Endogenous Measurement Models

Not all latent variables are exogenous. If In the case that the latent variables Is endogenous we will rename the factor $\eta$.

Suppose again that we have three Items except now they are labeled $\left(y_1, y_2, y_3\right)$. For a latent endogenous variable, the structure of the measurement model remains the same except now the parameters are re-labeled as $y$-side variables The path diagram for Model 5B Is shown below (note, Intercepts $\tau_{\mathbf{y}}$ are not shown but still Implicitly modeled):

In SEM, latent variables are categorized as either exogenous or endogenous:

Exogenous Latent Variables ($x$-side): These are the independent variables that are not influenced by other variables within the scope of the model. They can be thought of as the predictors or causes in the model. In LISREL notation, which is a software for SEM, measurement arrows for exogenous variables point to the left.
Endogenous Latent Variables ($y$-side): These are the dependent variables that are influenced by other variables in the model. They can be outcomes or effects. In LISREL notation, measurement arrows for endogenous variables point to the right.

\[ \mathbf{y}=\tau_{\mathbf{y}}+\mathbf{\Lambda}_{\mathbf{y}} \eta+\epsilon \]

Definitions - $\mathbf{y}=\left(y_1, \cdots, y_p\right)^{\prime}$ vector of $y$-side indicators - $\tau_{\mathbf{y}}$ vector of $p$ intercepts for $y$-side indicators - $\eta$ vector of $m$ latent endogenous variables - $\epsilon=\left(\epsilon_1, \cdots, \epsilon_p\right)^{\prime}$ vector of residuals for $y$-side indicators - $\boldsymbol{\Lambda}_{\mathbf{y}}$ matrix of loadings $(m \times q)$ corresponding to the latent endogenous variables - $\theta_\epsilon$ variance or covariance of residuals for $y$-side indicators

Differences Between Models 5A and 5B

Model 5A (Exogenous Latent Factor Analysis): This model analyzes latent factors that are not influenced by other variables within the model—essentially, it’s a factor analysis model with latent variables acting as exogenous factors.
Model 5B (Endogenous Latent Factor Analysis): This model extends Model 5A by including latent variables that act as endogenous factors, meaning they are predicted by other latent variables. This is more complex as it includes direct and indirect effects within the SEM framework.
Arrows pointing to the left indicate the measurement model for exogenous latent variables.
Arrows pointing to the right indicate the measurement model for endogenous latent variables.

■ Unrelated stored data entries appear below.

PR #1369, opened 2022-10-14
Better stringify support for fielded errors

bendk:
Improved stringifying errors defined interfaces in the UDL.
  - Added message method in Kotlin and a test for it
  - Added to_s method in Ruby and a test for it
  - Swift already supported this, added tests for it
  - Python already supported this and had tests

Structural Regression Model

So far we have discussed all the individual components that make up the structural regression model. Recall that multivariate regression involves regression with simultaneous endogenous variables and path analysis allows for explanatory endogenous variables. Confirmatory factor analysis is a measurement model that links latent variables to indicators. Finally, structural regression unifies the measurement and structural models to allow for explanatory latent variables, whether endogenous or exogenous.

\[ \begin{gathered} \mathbf{x}=\tau_{\mathbf{x}}+\boldsymbol{\Lambda}_{\mathbf{x}} \xi+\delta \\ \mathbf{y}=\tau_{\mathbf{y}}+\boldsymbol{\Lambda}_{\mathbf{y}} \eta+\epsilon \\ \eta=\alpha+\mathbf{B} \eta+\mathbf{\Gamma} \xi+\zeta \end{gathered} \]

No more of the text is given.